Als Detektor-DNA-Sequenzen können z. B. synthetisch zugängliche Polynucleotide, bevorzugt mit einer Länge zwischen 5 und 100, besonders bevorzugt zwischen 12 und 35 Nucleotiden, verwendet werden. Die Detektor- DNA-Sequenzen lassen sich dazu aus der bekannten Ausgangs-DNA-Sequenz direkt ableiten. Die einzelnen Detektor-DNA Sequenzen können sich dabei überlappen, so dass letztlich immer eine auftretende Fehlpaarung einem bestimmten Ort innerhalb der Ausgangs-DNA-Sequenz zugeordnet werden kann.As detector DNA sequences z. B. synthetically accessible polynucleotides, preferably with a length between 5 and 100, particularly preferably between 12 and 35 nucleotides, can be used. For this purpose, the detector DNA sequences can be derived directly from the known starting DNA sequence. The individual detector DNA sequences can overlap, so that ultimately a mismatch that occurs can always be assigned to a specific location within the starting DNA sequence.

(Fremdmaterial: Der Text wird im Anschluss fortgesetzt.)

PR #225, opened 2025-04-28
Add Ruby 3.4 support

hatsu38:
This is a CI-only change.
Since Ruby 3.4.3 exists, we will also add CI for Ruby 3.4.


gregnavis:
Thank you for you contribution, @hatsu38. I've just let the build run to see whether it's green. If so, I'll merge your PR.

gregnavis:
It seems there are some issues with Rails 7, but I don't have time to look into this now. @hatsu38, could you have a look at what's going on there?

Issue #228, opened 2025-05-19
Suggestion: Require timestamp columns to have timezone


hlascelles:
By default, even with Rails 8, a new Rails installation will not use timestamps `with timezone` by default. They are (arguably wrongly) `without timezone`. There is some discussion of that here: https://github.com/rails/rails/pull/41084

It is agreed in that issue that it is Postgres best practice to use timezones, and Rails only uses `without timezone` defaults for legacy reasons. https://github.com/rails/rails/pull/53687

But, we can do better! If new installations won't make it the default, we can encourage it with a ARD check.

Would you accept a PR that checks to ensure timestamps are `with timezone`? It can have some helpful error info on how to make it the default:

```ruby
# config/application.rb
ActiveSupport.on_load(:active_record_postgresqladapter) do
  self.datetime_type = :timestamptz
end
```

gregnavis:
Thank you for opening the issue and providing so much context. The PRs you linked were very interesting.

Let me reiterate your proposal: we'd add a new checker that would run **only for PostgreSQL** and would report errors on all columns of the `TIMESTAMP` type. The user would be encouraged to convert them to `TIMESTAMP TO TIMEZONE`.

I could also imagine having another checker that checks the default value in the configuration and suggest a change.

Let's ensure we're on the same page before you commit to the implementation.

Again, thank you for your contribution.

fatkodima:
I need to read the linked discussions, but iirc using timestamps with timezone is a bad practice and always utc should be used and then converted to the correct timezone by the application. At least this is what I saw in all the applications I ever worked.

hlascelles:
@gregnavis yes, sounds good, converting them from `timestamp` to `timestamp with time zone`.

@fatkodima yes, don't worry this is the same thing you are saying. The values are stored in the DB as UTC and then you declare your timezone in the Rails app.

ie the perfect solution is:

```sql
CREATE TABLE foo (
  created_at timestamp with time zone NOT NULL
);
```

```ruby
config.time_zone = "Europe/London"
config.active_record.default_timezone = :utc
```

What is confusing here is that postgres has the `timestamp with time zone` type which does NOT store the timezone. Yes, that is true. All it does is [store the instant as UTC](https://stackoverflow.com/a/48069726) in the DB, then gives it back to you in a timezone based on your connection settings.

PR #229, opened 2025-07-09
Add incorrect Postgres timestamp type check

hlascelles:
By default, even with Rails 8, a new Rails installation will not use timestamps `with timezone` by default. They are (arguably wrongly) `without timezone`. There is some discussion of that here: https://github.com/rails/rails/pull/41084

It is agreed in that issue that it is Postgres best practice to use timezones, and Rails only uses `without timezone` defaults for legacy reasons. https://github.com/rails/rails/pull/53687

eg, use these settings:

```ruby
ActiveRecord::ConnectionAdapters::PostgreSQLAdapter.datetime_type = :timestamptz

# Rails config:
config.time_zone = "Europe/London"
config.active_record.default_timezone = :utc
```

This is my first submission, I understand if they styling isn't perfect :+1: .

Also, this is the first check (?) that looks at Rails config, so I wasn't quite sure how to do that part.

Resolves: https://github.com/gregnavis/active_record_doctor/issues/228


gregnavis (changes requested):
Thank you for the submission! 🙇🏻 I left some feedback.

PR #243, opened 2026-06-18
Fix missing_presence_validation crash when inclusion/exclusion :in is a method name

### LINKED ISSUE #238: missing_presence_validation crashes with NoMethodError: undefined method 'exclude?' for Symbol
> Note: This issue was written with AI assistance.

## Description

`missing_presence_validation` crashes when a model uses an inclusion or exclusion validator where `:in` is a Symbol (i.e., a method name):

```ruby
validates :status, inclusion: { in: :allowed_statuses }
```

The detector calls `.exclude?` on the Symbol value, which fails because `Symbol` does not respond to `exclude?`.

## Error

```
NoMethodError: undefined method 'exclude?' for an instance of Symbol

                  (validator_items.is_a?(Proc) || validator_items.exclude?(nil))
                                                                 ^^^^^^^^^
```

## Root cause

In `lib/active_record_doctor/detectors/missing_presence_validation.rb`, `inclusion_or_exclusion_validator_items` returns `validator.options[:in]`, which can be a Symbol when the validator delegates to a method. The calling code on lines 96 and 103 assumes the result responds to `.exclude?` / `.include?`, which Symbols do not.

## Environment

- active_record_doctor 2.0.1
- Rails 8.0

SAY-5:
Fixes #238.

`missing_presence_validation` crashes when an inclusion or exclusion validator uses a method name for `:in`, e.g. `validates :status, inclusion: { in: :allowed_statuses }`. In that case `validator.options[:in]` is a Symbol, and the detector calls `.exclude?` / `.include?` on it, raising `NoMethodError: undefined method 'exclude?' for an instance of Symbol`.

A Symbol `:in` is resolved at validation time, just like a Proc, so the allowed values aren't known statically. This treats it the same way the Proc case is already handled instead of assuming the value responds to `include?`/`exclude?`.

### DIFF
--- a/lib/active_record_doctor/detectors/missing_presence_validation.rb
+++ b/lib/active_record_doctor/detectors/missing_presence_validation.rb
@@ -93,14 +93,14 @@ module ActiveRecordDoctor
               when ActiveModel::Validations::InclusionValidator
                 validator_items = inclusion_or_exclusion_validator_items(validator)
                 (validator.attributes & attribute_names).present? &&
-                  (validator_items.is_a?(Proc) || validator_items.exclude?(nil))
+                  (dynamic_validator_items?(validator_items) || validator_items.exclude?(nil))
 
               # An exclusion validator ensures the column is not nil if it covers
               # the column and excludes nil as an allowed value explicitly.
               when ActiveModel::Validations::ExclusionValidator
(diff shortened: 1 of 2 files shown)


gregnavis (approved):
Lovely addition! Thank you for contributing.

Die Fehlpaarungen können schließlich mit Fehlpaarung erkennenden Substanzen, wie z. B. mutS nachgewiesen werden. Die chemische Umwandlung nicht methylierter Cytosinbasen in DNA-Sequenzen erfolgt bevorzugt an Einzelsträngen, die z. B. durch Denaturierung von doppelsträngigen DNA-Proben im alkalischen gewonnen werden können. Die umgewandelte DNA kann dann, falls nötig, weiter aufgearbeitet, dass heißt abgetrennt, erneut denaturiert, neutralisiert, prezipitiert und entsalzt werden.The mismatches can finally be identified with mismatching substances, such as. B. mutS can be demonstrated. The chemical conversion of non-methylated cytosine bases in DNA sequences is preferably carried out on single strands which, for. B. can be obtained by denaturing double-stranded DNA samples in alkaline. The converted DNA can then, if necessary, be worked up further, ie separated, denatured, neutralized, precipitated and desalted.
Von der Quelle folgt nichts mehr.